The gamble was to invest in Jebel Ali, the largest artificial port in the world, built opposite Iran and a few kilometres from the desert that reaches Saudi Arabia. A free zone was set up around the port (with very low taxes and few bureaucratic constraints) in which, in huge industrial parks, large western companies would bring in components to be assembled into cars and electrical appliances to be re-exported to other Gulf countries.
Dubai's real competitive advantage, however, was the massive and controlled immigration of workers who arrived from poor countries - from Bangladesh to Malaysia - and who were willing to work long hours in order to put their families out of poverty.
That model worked until that September morning in 2001 when other Arabs decided to tear down the towers that were the 'centre of world trade' in New York. When the 2008 financial crisis closed a phase of limitless globalisation, the new emir, Saeed's son, found the strength to revive the model. Today Dubai is no longer just a big shopping mall, but a mega amusement park that focuses on tourism and businesses attracted to its "internet city". In the future, however, there is solar energy on which the desert countries have an obvious location advantage.
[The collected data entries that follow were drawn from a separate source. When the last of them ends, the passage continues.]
PR #1987, opened 2023-10-27
Fix asset URL paths

nmattia:
This updates the logic for serving assets from the canister.

The logic previously did not cover all paths where an asset may be found. For instance, an asset `/foo/index.html` may have returned 200 on `/foo/` but 404 on `/foo`.

Moreover the `/faq` endpoint is fixed to actually return the expected redirect to the FAQ. In practice the canister has extra logic for handling `/faq`, but this fixes the HTML-redirect fallback. This ensures that `/faq/` & `/faq/index.html` also redirect (which the canister does not currently check for).

### DIFF
--- a/src/frontend/faq.html
+++ b/src/frontend/faq.html
@@ -1,0 +1,15 @@
+<!DOCTYPE html>
+<html lang="en">
+  <head>
+    <meta charset="UTF-8" />
+    <meta http-equiv="X-UA-Compatible" content="IE=edge" />
+    <meta name="viewport" content="width=device-width, initial-scale=1.0" />
+    <meta
+      http-equiv="Refresh"
+      content="0; url='https://identitysupport.dfinity.org/hc/en-us'"
+    />
+    <title>Internet Identity</title>
+    <link rel="shortcut icon" href="/favicon.ico" />
+  </head>
+  <body></body>
+</html>
--- a/src/internet_identity/src/assets.rs
+++ b/src/internet_identity/src/assets.rs
@@ -359,8 +359,7 @@ fn filepath_to_urlpaths(file_path: String) -> Vec<String> {
 
 #[test]
 fn test_filepath_urlpaths() {
-    fn assert_gen_paths(inp: String, exp: Vec<String>) {
-        let mut exp = exp.clone();
+    fn assert_gen_paths(inp: String, mut exp: Vec<String>) {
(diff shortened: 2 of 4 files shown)


src/internet_identity/src/assets.rs
```diff
@@ -283,33 +293,127 @@ fn file_extension<'a>(asset: &'a File) -> &'a str {
...
+    };
+
+    // Prefix everything with "/"
+    paths.into_iter().map(|path| format!("/{path}")).collect()
+}
+
+#[test]
+fn test_filepath_urlpaths() {
+    fn assert_gen_paths(inp: String, exp: Vec<String>) {
+        let mut exp = exp.clone();
```
nmattia, line 363: clone should not be necessary here

src/frontend/faq.html
```diff
@@ -0,0 +1,15 @@
+<!DOCTYPE html>
+<html lang="en">
+  <head>
+    <meta charset="UTF-8" />
+    <meta http-equiv="X-UA-Compatible" content="IE=edge" />
+    <meta name="viewport" content="width=device-width, initial-scale=1.0" />
+    <meta
+      http-equiv="Refresh"
```
peterpeterparker, line 8: With certification v2 you can respond with a permanently redirect 301. I literally build a proof of concept today, funny. Just saying out at loud though.

peterpeterparker (commented):
LGTM to me but, I happily defer the responsability of the review to Frederik.

I added a comment about the FAQ redirect in case interesting.

src/frontend/faq.html
nmattia: yep we [do that already](https://github.com/dfinity/internet-identity/blob/bcf5bfada2e3f7370fee5dffb67ca8f3e1807d23/src/internet_identity/src/http.rs#L41-L53)! though it's slightly broken, see PR description. This is just a fallback

peterpeterparker: I meant a valid certified 301 response. I guess your current implementation is slightly broken because not certified.
Not sure, just a guess though. Anyway, was just saying in case interesting, all good.

nmattia: oh yes you're right! time to migrate this, thanks for catching

frederikrothenberger (approved):
LGTM, thanks!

In Dubai, which will host COP 28 this year, the world's largest solar park is being planned and it would need European technology.
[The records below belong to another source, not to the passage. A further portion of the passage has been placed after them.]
PR #1989, opened 2023-10-30
Fix docker-build script

frederikrothenberger:
The docker build is layered with a dependencies layer to cache already compiled dependencies. To not cache the non-dependency code, the last modified timestamp of the `lib.rs` files has to be updated.

If a new `lib.rs` file is introduced, its timestamp needs to be updated as well. This was overlooked when introducing the `canister_sig_utils` crate.

This PR makes the dockerfile more robust to touch _all_ the relevant `lib.rs` files rather than specific ones.

### DIFF
--- a/Dockerfile
+++ b/Dockerfile
@@ -79,9 +79,7 @@ ARG II_INSECURE_REQUESTS=
 # DFX specific metadata for dfx deps
 ARG DFX_METADATA=
 
-RUN touch src/internet_identity/src/lib.rs
-RUN touch src/internet_identity_interface/src/lib.rs
-RUN touch src/canister_tests/src/lib.rs
+RUN touch src/*/src/lib.rs
 RUN npm ci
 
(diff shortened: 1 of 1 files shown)


przydatek (approved):
LGTM, thanks!

Dockerfile
```diff
@@ -79,9 +79,7 @@ ARG II_INSECURE_REQUESTS=
 # DFX specific metadata for dfx deps
 ARG DFX_METADATA=
 
-RUN touch src/internet_identity/src/lib.rs
-RUN touch src/internet_identity_interface/src/lib.rs
-RUN touch src/canister_tests/src/lib.rs
+RUN touch src/*/src/lib.rs
```
nmattia, line 82: I think being explicit here would be better to avoid surprises in the future. If necessary, we can introduce other checks to ensure all libs are included; at the very least would be good to be consistent between here and the `mkdir` & `touch` above

frederikrothenberger: https://dfinity.atlassian.net/browse/GIX-2025

PR #1991, opened 2023-10-30
Don't update dapps without logo

nmattia:
This updates the dapps update script to skip dapps that do not have a logo. If the dapp doesn't have a logo, then we don't have much to display.

This also adds some comments to the jq filter used to parse the dapps list for clarity.


frederikrothenberger (approved):
Thanks!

Today, alongside the least expensive workers in the world, there are some three hundred thousand professionals capable of running world-class companies and two hundred thousand oligarchs (mostly Russians) who have moved to a place so artificial that it seems out of touch with an increasingly complicated world.
The Middle East factory has progressively shifted its focus towards the 'world factory' that was China and is, by far, the emirate's first trading partner. Europe has almost disappeared: the first for trade with the emirate is Germany in seventh place. The only constant seems to be that the city of the future does not stop running.
As in the Metropolis imagined a hundred years ago, coexisting in Dubai are a humanity accustomed to observing the world from terraces suspended in the void and a much larger 'social class' of guests willing to live in dormitories designed to ensure maximum efficiency. In Lang's film, revolt is avoided thanks to the 'power of love' that unites the son of the town's owner with a factory worker. In Dubai, uniting two such distant social classes is the convenience of sharing a method that, for some, creates wealth and, for others, the only alternative to absolute poverty. It is a development model that contains a great contradiction. And yet, Europe must confront it if it wants to invent another one capable of winning back consensus in the global South. To give substance to the programme of “Defending its own style of life”.